Print, exactly as they appear in the listing below, the lines from the line with "tamasvajk: Let me" to the line with "can throw, so", with both end lines kept.

════════

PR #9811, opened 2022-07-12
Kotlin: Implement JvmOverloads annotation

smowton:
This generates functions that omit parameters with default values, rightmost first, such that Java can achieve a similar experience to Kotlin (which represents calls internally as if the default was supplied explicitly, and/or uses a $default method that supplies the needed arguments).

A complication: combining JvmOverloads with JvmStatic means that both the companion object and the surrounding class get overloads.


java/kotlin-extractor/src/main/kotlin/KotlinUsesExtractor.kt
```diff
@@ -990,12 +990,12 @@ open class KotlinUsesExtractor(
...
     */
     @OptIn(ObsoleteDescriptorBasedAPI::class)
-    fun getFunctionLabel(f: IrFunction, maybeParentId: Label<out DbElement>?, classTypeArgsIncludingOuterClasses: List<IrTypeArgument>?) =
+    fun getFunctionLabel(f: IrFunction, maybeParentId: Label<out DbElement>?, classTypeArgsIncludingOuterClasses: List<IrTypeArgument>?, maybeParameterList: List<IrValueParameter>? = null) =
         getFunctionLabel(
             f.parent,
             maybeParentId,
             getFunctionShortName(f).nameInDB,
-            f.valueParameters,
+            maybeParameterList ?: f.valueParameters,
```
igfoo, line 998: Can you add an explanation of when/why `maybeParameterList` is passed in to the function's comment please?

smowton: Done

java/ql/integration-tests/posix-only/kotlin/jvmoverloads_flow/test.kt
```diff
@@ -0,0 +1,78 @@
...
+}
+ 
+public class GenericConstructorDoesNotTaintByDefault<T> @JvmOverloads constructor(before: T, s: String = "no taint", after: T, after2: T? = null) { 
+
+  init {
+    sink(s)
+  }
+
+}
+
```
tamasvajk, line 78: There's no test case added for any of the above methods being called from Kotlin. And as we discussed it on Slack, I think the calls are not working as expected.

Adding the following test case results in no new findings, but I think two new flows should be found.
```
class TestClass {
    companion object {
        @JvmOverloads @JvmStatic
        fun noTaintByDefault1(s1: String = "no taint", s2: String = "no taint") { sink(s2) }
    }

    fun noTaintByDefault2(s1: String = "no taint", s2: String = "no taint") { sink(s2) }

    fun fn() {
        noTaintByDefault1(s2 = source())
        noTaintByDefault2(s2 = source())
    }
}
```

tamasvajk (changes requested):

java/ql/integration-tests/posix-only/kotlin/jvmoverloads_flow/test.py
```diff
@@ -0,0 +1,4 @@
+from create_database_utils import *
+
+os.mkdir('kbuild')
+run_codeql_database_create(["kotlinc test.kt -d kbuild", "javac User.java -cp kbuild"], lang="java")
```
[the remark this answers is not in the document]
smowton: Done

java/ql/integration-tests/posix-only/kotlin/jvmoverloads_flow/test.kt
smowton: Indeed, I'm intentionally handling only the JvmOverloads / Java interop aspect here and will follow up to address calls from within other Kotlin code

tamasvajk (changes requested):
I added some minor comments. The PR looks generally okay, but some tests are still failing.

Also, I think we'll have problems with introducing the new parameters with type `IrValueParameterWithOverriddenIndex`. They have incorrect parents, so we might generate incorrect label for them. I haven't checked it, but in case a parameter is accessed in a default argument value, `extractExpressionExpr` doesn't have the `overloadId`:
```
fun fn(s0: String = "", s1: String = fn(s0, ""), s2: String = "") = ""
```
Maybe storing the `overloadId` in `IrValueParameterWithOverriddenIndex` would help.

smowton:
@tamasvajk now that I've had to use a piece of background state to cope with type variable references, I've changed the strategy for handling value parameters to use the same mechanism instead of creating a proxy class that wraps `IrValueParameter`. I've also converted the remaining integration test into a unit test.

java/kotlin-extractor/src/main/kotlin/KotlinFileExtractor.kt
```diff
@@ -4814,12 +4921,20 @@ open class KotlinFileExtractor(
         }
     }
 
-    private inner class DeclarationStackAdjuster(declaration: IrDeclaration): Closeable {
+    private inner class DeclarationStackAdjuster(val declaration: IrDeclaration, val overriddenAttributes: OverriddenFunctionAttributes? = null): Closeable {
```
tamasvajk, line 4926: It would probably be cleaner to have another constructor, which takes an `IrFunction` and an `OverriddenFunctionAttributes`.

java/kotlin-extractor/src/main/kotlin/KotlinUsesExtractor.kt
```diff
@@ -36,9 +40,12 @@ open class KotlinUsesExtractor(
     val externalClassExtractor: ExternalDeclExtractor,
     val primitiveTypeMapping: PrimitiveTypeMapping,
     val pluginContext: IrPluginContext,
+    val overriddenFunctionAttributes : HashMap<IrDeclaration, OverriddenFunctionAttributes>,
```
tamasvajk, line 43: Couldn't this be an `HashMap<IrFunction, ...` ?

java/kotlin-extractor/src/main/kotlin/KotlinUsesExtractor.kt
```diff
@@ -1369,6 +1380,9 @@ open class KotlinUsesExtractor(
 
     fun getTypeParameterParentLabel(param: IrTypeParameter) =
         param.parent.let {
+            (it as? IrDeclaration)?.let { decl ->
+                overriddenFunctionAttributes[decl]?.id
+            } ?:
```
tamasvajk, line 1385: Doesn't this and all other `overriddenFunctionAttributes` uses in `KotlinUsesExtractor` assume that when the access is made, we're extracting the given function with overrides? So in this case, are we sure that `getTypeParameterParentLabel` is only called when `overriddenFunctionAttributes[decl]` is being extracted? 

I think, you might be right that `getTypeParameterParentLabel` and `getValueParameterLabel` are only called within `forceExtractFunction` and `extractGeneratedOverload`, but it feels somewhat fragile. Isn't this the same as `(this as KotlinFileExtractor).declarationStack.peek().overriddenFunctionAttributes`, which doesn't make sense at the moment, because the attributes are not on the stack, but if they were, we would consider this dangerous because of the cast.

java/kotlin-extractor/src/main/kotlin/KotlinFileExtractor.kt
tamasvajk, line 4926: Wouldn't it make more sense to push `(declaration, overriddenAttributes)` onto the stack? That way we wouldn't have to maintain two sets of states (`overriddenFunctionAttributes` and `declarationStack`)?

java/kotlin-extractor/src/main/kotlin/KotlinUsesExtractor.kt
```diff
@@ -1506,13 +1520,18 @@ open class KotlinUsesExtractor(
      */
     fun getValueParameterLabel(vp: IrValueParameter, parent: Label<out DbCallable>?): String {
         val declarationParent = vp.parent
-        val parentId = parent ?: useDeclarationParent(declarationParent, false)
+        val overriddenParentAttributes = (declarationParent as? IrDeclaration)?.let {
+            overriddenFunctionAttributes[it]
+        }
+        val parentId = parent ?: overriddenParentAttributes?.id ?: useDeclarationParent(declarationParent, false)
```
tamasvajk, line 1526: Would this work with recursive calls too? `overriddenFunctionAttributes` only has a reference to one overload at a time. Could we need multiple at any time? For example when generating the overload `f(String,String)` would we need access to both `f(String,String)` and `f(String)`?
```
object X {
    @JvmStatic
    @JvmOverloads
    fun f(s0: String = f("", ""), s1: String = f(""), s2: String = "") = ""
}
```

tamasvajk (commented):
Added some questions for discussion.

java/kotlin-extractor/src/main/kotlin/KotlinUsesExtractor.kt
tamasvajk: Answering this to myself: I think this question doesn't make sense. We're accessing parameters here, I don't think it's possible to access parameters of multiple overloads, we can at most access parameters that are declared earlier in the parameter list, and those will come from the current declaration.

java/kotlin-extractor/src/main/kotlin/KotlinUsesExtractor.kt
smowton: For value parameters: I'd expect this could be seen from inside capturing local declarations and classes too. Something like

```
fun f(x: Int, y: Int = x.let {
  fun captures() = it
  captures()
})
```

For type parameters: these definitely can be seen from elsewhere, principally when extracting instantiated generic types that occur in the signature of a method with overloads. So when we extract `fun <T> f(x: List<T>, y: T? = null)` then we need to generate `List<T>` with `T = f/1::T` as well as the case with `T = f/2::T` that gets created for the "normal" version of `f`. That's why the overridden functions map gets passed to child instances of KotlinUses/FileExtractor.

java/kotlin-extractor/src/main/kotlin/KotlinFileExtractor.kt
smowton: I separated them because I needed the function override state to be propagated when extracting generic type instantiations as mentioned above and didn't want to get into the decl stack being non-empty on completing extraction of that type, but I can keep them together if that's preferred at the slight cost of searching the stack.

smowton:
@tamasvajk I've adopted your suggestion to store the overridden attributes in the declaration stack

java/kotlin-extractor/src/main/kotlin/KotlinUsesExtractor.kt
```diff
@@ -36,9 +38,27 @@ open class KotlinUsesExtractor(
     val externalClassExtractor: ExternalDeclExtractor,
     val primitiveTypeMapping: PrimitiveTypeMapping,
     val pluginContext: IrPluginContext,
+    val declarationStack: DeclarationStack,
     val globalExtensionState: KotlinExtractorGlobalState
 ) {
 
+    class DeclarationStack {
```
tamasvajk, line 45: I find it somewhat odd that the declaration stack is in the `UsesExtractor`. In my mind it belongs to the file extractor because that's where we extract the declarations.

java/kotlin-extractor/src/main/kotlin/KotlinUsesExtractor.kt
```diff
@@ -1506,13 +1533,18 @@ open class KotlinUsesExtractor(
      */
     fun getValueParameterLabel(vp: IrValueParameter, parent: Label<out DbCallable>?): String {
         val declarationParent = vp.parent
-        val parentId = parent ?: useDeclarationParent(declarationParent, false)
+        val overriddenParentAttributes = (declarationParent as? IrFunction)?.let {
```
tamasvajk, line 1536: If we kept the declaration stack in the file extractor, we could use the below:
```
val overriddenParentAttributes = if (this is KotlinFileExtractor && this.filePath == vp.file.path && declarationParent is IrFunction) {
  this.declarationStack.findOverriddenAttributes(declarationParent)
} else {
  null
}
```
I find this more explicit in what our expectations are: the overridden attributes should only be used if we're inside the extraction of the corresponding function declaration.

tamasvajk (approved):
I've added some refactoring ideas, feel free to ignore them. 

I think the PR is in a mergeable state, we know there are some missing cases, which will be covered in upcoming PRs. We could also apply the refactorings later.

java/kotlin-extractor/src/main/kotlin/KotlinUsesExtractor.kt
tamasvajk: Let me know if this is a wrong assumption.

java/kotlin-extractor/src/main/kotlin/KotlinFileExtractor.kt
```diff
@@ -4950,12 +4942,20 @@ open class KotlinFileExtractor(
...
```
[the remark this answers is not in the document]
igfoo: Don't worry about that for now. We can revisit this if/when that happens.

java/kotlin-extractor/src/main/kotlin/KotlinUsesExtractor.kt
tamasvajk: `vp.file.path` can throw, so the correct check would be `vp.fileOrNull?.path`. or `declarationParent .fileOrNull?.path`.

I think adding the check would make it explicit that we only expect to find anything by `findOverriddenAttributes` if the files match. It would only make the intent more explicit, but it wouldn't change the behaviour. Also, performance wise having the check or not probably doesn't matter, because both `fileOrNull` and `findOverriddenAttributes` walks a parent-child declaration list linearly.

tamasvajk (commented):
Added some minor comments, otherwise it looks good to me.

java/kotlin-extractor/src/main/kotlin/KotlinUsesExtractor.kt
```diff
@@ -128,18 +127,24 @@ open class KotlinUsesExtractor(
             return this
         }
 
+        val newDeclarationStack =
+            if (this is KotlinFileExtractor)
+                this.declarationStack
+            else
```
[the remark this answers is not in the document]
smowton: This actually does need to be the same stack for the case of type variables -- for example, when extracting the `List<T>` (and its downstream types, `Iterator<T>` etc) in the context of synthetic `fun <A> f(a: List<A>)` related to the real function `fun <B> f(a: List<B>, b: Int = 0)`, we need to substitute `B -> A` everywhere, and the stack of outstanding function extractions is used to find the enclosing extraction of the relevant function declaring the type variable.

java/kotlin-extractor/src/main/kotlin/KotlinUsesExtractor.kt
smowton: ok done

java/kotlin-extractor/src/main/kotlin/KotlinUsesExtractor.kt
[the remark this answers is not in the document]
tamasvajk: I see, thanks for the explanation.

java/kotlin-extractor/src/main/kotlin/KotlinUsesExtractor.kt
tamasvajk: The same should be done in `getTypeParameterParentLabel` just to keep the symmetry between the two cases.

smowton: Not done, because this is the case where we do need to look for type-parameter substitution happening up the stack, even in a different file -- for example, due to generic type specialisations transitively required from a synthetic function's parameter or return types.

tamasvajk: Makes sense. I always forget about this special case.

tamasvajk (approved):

════════

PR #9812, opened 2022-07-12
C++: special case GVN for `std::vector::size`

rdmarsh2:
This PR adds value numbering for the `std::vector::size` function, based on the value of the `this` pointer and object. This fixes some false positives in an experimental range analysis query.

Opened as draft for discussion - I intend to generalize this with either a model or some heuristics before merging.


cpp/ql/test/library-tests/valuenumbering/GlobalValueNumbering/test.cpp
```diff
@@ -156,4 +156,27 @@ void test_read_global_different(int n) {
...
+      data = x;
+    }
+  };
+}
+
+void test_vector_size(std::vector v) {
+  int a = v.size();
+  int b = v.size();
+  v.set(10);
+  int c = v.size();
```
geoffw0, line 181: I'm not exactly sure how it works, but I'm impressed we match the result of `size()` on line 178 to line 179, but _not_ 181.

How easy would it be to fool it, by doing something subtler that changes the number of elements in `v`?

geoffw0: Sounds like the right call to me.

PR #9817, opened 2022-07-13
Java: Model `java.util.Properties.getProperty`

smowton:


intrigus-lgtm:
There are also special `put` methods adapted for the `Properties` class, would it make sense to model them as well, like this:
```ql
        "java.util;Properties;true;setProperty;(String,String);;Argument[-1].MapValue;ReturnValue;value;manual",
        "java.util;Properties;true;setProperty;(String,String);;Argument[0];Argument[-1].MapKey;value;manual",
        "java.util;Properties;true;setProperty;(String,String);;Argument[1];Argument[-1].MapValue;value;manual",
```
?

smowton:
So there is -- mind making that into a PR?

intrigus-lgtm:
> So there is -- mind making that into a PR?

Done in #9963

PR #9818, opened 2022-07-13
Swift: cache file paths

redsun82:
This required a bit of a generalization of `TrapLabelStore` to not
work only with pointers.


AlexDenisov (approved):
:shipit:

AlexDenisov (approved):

════════

**TASK RESULT**
tamasvajk: Let me know if this is a wrong assumption.

java/kotlin-extractor/src/main/kotlin/KotlinFileExtractor.kt
```diff
@@ -4950,12 +4942,20 @@ open class KotlinFileExtractor(
...
```
[the remark this answers is not in the document]
igfoo: Don't worry about that for now. We can revisit this if/when that happens.

java/kotlin-extractor/src/main/kotlin/KotlinUsesExtractor.kt
tamasvajk: `vp.file.path` can throw, so the correct check would be `vp.fileOrNull?.path`. or `declarationParent .fileOrNull?.path`.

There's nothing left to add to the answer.